*** Opening THE RECORDS ***
PR #5853, opened 2019-01-20
Use Haskell2010 and BSD3 for simple project initialization.

m-renaud:
# Overview

cabal init --simple provides a way of initializing a cabal package with sensible defaults instead of requiring one to go through the entire interactive prompt. Its goal is to generate a modern directory structure (src/MyLib.hs, app/Main.hs, tests/MyLibTests.hs, etc.) and showcase new cabal features (^>=, recent cabal spec version, common stanzas, etc).

This change explicitly specifies Haskell2010 and BSD3 for the license.

Testing
Manually tested. After running `cabal init --simple` the `.cabal` file contains `license: BSD-3-Clause` .

---

### DIFF
--- a/cabal-install/Distribution/Client/Init.hs
+++ b/cabal-install/Distribution/Client/Init.hs
@@ -195,9 +195,11 @@ getSimpleProject flags = do
   return $ case maybeToFlag simpleProj of
     Flag True ->
       flags { nonInteractive = Flag True
-            , simpleProject = Flag True
-            , packageType = Flag LibraryAndExecutable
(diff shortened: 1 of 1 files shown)


hvr:
> I'm against any license defaults

I violently agree! the choice of a license ought to be a conscious choice and not imposed as a default by the build tool.

(btw, this also reminds me, we need to extend the licence choices to include the "or-later" variants of the GPL-class licenses)

m-renaud:
Very fair point, I'll leave it empty.

PR #5854, opened 2019-01-20
Default to initializing executable when not specified to `cabal init`

m-renaud:
# Overview

Default to initializing an executable when running `cabal init` non-interactively. This is inline with the other Haskell project initialization tools, as well as tools in other languages (such as Rust's Cargo).

# Rationale

It is more common to want a binary than a library because often one wants to simply play around with an idea then to develop a full fledged library to publish on Hackage. Additionally, the binary case is always more common than the library case because each library is depended upon by _1 or more_ executables.

# Behaviour Change

**Before:**

`cabal init --non-interactive` produces a library.

The `Library` option is choice 1 in the interactive prompt list.

**After:**

`cabal init --non-interactive` produces a binary.

The `Executable` option is choice 1 in the interactive prompt list.

 

---


23Skidoo:
Merged, thanks!

PR #5859, opened 2019-01-24
Add documentation on --config-file and CABAL_CONFIG env variable.

### LINKED ISSUE #5322: document CABAL_CONFIG env variable.
`nix-shell` works by setting a bunch of env variables. It would be nice if among those variables it could set would be one that directed `cabal` to use a config file other than in ~/.cabal/config. That way, we could tweak all of cabal's other settings at once to make it play nicely in the nix environment. This is potentially useful in other settings as well when some other tool wants to put cabal into a specific environment.

m-renaud:
Add information about the `--config-file` command line flag and the `CABAL_CONFIG` environment variable for specifying the cabal config file to section 2.1 ([Configuration](https://www.haskell.org/cabal/users-guide/installing-packages.html)) of the Cabal User Guide.

Fixes #5322.

---

### DIFF
--- a/Cabal/doc/installing-packages.rst
+++ b/Cabal/doc/installing-packages.rst
@@ -15,6 +15,10 @@ explicitly ask ``cabal`` to create it for you using
 
     $ cabal user-config update
 
+You can change the location of the global configuration file by specifying
+either ``--config-file=FILE`` on the command line or by setting the
+``CABAL_CONFIG`` environment variable.
+
 Most of the options in this configuration file are also available as
 command line arguments, and the corresponding documentation can be used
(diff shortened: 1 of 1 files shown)


hvr:
I wonder if it would make sense to create a special section in https://cabal.readthedocs.io/en/latest/cabal-projectindex.html for special CLI flags such as `--config-file` which don't fit into the existing sections.

23Skidoo:
Merged, thanks!

23Skidoo:
@hvr 
> I wonder if it would make sense to create a special section [...]

SGTM

PR #5863, opened 2019-01-25
Instantiate fully instantiated dependencies even in indefinite packages.

### LINKED ISSUE #5634: Template Haskell fails when signatures stack up
Hi,

There is definitely some weird interplay between Template Haskell and backpack that I don't totally understand.  Even when the two seem completely unrelated, I'm getting errors.  Consider the following example:

## Example

Let's assume this is the cabal file:
```
name: th-backpack-failure
version: 1.0
build-type: Simple
cabal-version: >= 2.0

library
    build-depends: base, impl, sig-with-th
    hs-source-dirs: th-backpack-failure
    mixins: sig-with-th requires (Sig as Impl)
    signatures: Unused
    exposed-modules: Go

library sig-with-th
    build-depends: base
    hs-source-dirs: sig-with-th
    signatures: Sig
    exposed-modules: THFuns

library impl
    build-depends: base
    hs-source-dirs: impl
    exposed-modules: Impl
```

The individual files are quite simple.
impl/Impl.hs:
```haskell
module Impl where
```

sig-with-th/Sig.hsig
```haskell
signature Sig where
```

sig-with-th/THFuns.hs
```haskell
module THFuns where
thfun _ = return []
```

th-backpack-failure/Go.hs
```haskell
{-# LANGUAGE TemplateHaskell #-}
module Go where
import THFuns

thfun ''Int
```

th-backpack-failure/Unused.hsig
```haskell
signature Unused where
```

## Tests
Building the above fails with an error message that (I think) indicates that Template Haskell and Backpack don't play nicely together.  But, if you remove the line `signatures: Unused` from the cabal file, it builds just fine.  Alternatively, you can remove the lines `mixins: sig-with-th requires (Sig as Impl)` and `signatures: Sig` and it builds just fine too.

Another work-around is to add a new library stanza to the cabal file, like so:
```
library intermediary
    build-depends: base, sig-with-th, impl
    reexported-modules: THFuns
    mixins: sig-with-th requires (Sig as Impl)
```
Then, change the main library stanza by removing the `mixins` line and depending on `intermediary` instead of `sig-with-th` and `impl`.  This builds just fine too.

## Thoughts
It seems like signatures are being piled together in a way that doesn't support template haskell.  In other words, I really wanted it to be the case that when the main library instantiated `sig-with-th`, that import would be treated as if there were no backpack components at all (after all, all the backpack holes have been filled in).  Then, any Template Haskell imports from that import are totally fine, even if I add a signature to the main library.

The `intermediary` option is a definite work-around, but it would be better to not have to use such tedious boilerplate.

ezyang:

Didn't have time to add tests tonight, they'll come later. Affected users may want to see if this patch solves their problem. Fixes #5634

---

### DIFF
--- a/Cabal/Distribution/Backpack/ReadyComponent.hs
+++ b/Cabal/Distribution/Backpack/ReadyComponent.hs
@@ -45,6 +45,7 @@ import qualified Data.Traversable as T
 import Control.Monad
 import Text.PrettyPrint
 import qualified Data.Map as Map
+import qualified Data.Set as Set
 
 import Distribution.Version
 import Distribution.Pretty
@@ -120,7 +121,11 @@ data IndefiniteComponent
         -- | The dependencies which need to be passed to the compiler
         -- to bring modules into scope.  These are 'OpenUnitId' because
         -- these may refer to partially instantiated libraries.
-        indefc_includes :: [ComponentInclude OpenUnitId ModuleRenaming]
+        indefc_includes :: [ComponentInclude OpenUnitId ModuleRenaming],
+        -- | Fully definite dependencies of this package.  We must
+        -- build this indefinite package after those dependencies,
+        -- in case someone wants to use it for TH.
+        indefc_inst_deps :: [ComponentInclude DefUnitId ModuleRenaming]
     }
 
 -- | Compute the dependencies of a 'ReadyComponent' that should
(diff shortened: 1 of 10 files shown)


ezyang:
Well... the patch does what it says on the tin, but it doesn't actually fix the bug.

ezyang:
Now fixed with tests! The problem was that GHC refuses to improve a fully instantiated indefinite package into the definite one unless it is transitively reachable from the given command line arguments... so just pass in the definite package, not the indefinite one!

ezyang:
cc @dwincort @LightAndLight

23Skidoo:
Merged, thanks!

PR #5864, opened 2019-01-25
Add cabal init --interactive option

m-renaud:
# Overview

Provide both positive (`-i/--interactive`) and negative (`-n/--non-interactive`) flags. This combined with the ability to set the default to either interactive or non-interactive in the ~/.cabal/config file allows you to switch between them. Previously there was only the `--nonInteractive` flag, which if you set your default to be non-interactive could not be used to turn `cabal init` back into interactive mode.

# New Flags

`-i/--interactive` - run the interactive prompt, overriding `interactive: False` in ~/.cabal/config init section.

# Behaviour Change

No change to the default behaviour of `cabal init`.

If both `-i` and `-n` are provided, then the one that occurs last is used (as per the definition of `Flag`)

# `cabal init --help` output

```
Flags for init:
 -h --help                        Show this help text
 -i --interactive                 Enable interactive mode.
 -n --nonInteractive              Disable interactive mode.
```

# ~/.cabal/config

```
init
  -- interactive: True
```

/cc @23Skidoo 

---


23Skidoo:
Merged, thanks!

PR #5869, opened 2019-02-03
bindir-method, copy-bindir, new-install flags in SavedConfig -- 2.4 version

fgaz:
Backport of #5870

TODOs:
* [x] changelog
* [x] docs
* [x] windows testing. does appveyor test new-install?
* [x] is the copy-bindir flag name ok? (it's only for 2.4 anyway)
* [x] Is it ok to rename New*Flags to Client*Flags? *ExFlags (like it's done for configure) is not very descriptive
* [x] bindir-method/install-method

/cc @hvr

### DIFF
--- a/Cabal/doc/nix-local-build.rst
*** Closing THE RECORDS ***
▶ _EXERCISE DIRECTIONS_:
Each line of the records, from the opening one through the line holding "--- a/cabal-install/Distribution/Client/Init.hs", should be restated word for word, with nothing else in the answer.

▶ _REPLY TO THE TASK_:
PR #5853, opened 2019-01-20
Use Haskell2010 and BSD3 for simple project initialization.

m-renaud:
# Overview

cabal init --simple provides a way of initializing a cabal package with sensible defaults instead of requiring one to go through the entire interactive prompt. Its goal is to generate a modern directory structure (src/MyLib.hs, app/Main.hs, tests/MyLibTests.hs, etc.) and showcase new cabal features (^>=, recent cabal spec version, common stanzas, etc).

This change explicitly specifies Haskell2010 and BSD3 for the license.

Testing
Manually tested. After running `cabal init --simple` the `.cabal` file contains `license: BSD-3-Clause` .

---

### DIFF
--- a/cabal-install/Distribution/Client/Init.hs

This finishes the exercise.